Show every line of the data that includes the word "based".

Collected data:
________
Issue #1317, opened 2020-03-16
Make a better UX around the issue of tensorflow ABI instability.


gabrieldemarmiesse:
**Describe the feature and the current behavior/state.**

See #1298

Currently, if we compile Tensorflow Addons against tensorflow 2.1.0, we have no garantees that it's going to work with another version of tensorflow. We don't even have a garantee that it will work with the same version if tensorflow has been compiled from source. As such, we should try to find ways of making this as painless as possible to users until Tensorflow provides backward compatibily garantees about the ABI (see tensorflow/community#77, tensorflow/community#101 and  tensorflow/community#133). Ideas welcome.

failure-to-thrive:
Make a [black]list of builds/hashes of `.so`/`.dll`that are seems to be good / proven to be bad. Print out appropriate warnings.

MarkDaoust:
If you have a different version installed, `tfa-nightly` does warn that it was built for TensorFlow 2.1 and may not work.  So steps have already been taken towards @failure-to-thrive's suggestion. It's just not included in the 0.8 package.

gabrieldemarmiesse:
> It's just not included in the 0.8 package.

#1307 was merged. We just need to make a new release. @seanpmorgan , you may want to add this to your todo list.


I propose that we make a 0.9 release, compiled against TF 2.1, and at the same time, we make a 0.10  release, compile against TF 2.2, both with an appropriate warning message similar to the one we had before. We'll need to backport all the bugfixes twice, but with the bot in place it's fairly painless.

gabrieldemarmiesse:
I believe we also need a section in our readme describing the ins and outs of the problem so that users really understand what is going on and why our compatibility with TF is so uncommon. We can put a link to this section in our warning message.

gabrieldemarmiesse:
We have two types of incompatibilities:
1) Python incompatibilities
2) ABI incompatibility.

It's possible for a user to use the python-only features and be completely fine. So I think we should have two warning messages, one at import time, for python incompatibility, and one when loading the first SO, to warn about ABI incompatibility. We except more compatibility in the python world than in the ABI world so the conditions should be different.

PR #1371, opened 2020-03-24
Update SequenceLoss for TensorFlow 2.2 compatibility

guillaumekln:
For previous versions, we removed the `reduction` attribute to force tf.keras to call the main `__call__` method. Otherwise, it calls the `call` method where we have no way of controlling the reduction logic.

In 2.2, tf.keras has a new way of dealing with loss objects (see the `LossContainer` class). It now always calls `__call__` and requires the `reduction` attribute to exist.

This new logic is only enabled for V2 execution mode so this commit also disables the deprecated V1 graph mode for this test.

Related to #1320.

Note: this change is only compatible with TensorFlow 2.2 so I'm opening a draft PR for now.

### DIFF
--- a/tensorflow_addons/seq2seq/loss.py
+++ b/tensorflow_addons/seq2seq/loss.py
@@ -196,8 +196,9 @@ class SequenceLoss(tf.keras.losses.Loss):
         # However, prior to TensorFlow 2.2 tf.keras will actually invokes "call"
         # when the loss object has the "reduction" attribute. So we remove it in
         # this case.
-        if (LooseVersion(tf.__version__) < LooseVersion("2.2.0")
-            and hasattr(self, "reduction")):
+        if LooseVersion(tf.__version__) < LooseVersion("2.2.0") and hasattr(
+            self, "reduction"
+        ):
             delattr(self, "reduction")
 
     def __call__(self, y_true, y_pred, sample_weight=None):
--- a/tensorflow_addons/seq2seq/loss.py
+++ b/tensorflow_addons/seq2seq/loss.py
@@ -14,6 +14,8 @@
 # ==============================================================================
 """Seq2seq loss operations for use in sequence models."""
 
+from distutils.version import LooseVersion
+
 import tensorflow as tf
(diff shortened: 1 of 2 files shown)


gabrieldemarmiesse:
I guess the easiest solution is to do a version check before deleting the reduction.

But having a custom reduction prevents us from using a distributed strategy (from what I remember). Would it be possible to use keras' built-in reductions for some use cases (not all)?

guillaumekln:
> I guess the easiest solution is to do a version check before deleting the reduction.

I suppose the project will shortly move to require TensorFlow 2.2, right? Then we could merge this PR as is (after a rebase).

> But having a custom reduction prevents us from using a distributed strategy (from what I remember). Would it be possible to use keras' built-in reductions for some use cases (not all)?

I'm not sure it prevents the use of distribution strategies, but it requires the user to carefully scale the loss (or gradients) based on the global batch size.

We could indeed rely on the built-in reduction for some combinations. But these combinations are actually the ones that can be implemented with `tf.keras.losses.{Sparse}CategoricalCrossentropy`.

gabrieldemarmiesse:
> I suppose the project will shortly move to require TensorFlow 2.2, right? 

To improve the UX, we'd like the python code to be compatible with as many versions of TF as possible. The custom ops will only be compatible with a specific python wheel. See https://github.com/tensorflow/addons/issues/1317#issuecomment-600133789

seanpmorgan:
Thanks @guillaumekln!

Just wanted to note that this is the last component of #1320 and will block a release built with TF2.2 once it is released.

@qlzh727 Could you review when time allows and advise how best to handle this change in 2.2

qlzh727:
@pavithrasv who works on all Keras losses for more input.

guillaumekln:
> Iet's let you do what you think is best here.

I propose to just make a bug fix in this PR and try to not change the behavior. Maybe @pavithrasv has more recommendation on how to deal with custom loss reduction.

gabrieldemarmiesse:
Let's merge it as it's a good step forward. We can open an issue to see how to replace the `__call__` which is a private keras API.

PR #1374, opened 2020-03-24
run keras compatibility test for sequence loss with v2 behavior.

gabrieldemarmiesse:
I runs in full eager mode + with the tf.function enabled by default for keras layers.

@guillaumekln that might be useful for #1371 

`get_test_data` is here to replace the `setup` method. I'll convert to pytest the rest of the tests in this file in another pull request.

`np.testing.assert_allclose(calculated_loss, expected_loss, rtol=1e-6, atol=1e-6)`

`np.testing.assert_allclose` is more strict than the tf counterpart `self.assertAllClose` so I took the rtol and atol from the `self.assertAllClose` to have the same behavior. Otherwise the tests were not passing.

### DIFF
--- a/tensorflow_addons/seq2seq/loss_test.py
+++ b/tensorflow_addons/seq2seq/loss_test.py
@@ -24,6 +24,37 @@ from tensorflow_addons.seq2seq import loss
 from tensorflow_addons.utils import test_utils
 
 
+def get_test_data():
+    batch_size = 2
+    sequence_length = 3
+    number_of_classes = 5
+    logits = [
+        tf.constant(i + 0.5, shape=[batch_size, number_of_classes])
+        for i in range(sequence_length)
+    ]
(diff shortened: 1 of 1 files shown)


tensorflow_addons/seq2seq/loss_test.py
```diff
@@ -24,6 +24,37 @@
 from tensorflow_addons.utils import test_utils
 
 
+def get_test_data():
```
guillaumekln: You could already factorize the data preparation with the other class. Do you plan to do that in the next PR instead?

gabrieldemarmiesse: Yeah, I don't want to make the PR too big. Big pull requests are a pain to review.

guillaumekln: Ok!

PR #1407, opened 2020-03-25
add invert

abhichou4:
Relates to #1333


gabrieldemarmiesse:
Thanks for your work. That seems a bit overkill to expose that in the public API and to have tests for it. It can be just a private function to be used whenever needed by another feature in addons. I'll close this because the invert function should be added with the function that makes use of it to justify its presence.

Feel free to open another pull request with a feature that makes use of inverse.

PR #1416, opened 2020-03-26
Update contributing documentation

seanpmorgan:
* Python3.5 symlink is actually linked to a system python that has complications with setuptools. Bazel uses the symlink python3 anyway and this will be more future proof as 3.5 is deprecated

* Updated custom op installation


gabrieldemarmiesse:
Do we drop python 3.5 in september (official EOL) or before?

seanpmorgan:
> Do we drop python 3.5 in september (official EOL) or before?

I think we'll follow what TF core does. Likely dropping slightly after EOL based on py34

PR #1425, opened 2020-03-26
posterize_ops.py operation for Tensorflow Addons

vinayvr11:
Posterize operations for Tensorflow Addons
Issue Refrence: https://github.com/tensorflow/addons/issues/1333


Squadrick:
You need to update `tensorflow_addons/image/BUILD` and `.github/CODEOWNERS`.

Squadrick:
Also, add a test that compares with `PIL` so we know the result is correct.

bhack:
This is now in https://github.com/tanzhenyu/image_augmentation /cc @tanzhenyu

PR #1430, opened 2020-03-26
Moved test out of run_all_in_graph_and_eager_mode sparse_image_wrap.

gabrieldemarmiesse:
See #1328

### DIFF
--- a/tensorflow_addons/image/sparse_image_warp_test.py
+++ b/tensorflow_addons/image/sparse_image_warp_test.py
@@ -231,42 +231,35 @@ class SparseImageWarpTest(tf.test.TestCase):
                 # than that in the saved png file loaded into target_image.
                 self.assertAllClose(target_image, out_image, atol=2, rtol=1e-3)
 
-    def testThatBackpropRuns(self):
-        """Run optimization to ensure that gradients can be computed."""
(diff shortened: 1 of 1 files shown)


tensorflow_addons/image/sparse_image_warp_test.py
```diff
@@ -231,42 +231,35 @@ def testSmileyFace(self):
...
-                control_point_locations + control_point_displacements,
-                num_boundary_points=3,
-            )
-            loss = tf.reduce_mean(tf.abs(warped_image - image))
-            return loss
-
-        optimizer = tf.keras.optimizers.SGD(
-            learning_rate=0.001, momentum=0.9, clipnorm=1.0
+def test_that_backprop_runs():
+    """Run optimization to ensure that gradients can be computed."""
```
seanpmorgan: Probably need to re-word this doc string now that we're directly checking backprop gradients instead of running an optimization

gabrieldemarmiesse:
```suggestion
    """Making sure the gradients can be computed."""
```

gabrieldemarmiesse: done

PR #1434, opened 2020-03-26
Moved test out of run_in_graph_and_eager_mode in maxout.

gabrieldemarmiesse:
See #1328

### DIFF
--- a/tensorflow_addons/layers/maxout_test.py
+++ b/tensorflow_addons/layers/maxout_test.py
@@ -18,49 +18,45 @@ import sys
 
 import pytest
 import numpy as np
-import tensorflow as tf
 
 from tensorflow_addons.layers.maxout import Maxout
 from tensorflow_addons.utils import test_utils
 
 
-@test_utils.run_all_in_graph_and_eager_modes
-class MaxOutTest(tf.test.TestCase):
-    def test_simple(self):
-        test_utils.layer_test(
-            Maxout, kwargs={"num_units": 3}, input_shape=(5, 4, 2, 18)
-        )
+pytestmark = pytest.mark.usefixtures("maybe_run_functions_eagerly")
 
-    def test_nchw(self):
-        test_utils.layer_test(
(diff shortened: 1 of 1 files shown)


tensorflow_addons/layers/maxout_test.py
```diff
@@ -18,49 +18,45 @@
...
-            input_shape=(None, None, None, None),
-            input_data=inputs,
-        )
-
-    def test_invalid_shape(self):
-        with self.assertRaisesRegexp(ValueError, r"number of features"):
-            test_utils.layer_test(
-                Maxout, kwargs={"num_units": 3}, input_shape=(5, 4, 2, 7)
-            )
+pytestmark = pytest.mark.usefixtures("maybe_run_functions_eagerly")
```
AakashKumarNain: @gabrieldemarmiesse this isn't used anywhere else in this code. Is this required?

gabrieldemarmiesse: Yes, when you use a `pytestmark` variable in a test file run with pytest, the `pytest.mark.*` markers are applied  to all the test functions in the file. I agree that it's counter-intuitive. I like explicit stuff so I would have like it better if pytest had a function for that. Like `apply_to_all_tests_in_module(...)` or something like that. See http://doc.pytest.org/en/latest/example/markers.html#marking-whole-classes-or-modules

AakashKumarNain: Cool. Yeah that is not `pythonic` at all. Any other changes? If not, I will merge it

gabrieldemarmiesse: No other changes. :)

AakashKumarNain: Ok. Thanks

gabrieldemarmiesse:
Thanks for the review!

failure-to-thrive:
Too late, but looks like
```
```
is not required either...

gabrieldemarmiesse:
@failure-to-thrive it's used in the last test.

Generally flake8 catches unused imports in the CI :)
________
* **Solution to this problem**:
I'm not sure it prevents the use of distribution strategies, but it requires the user to carefully scale the loss (or gradients) based on the global batch size.
I think we'll follow what TF core does. Likely dropping slightly after EOL based on py34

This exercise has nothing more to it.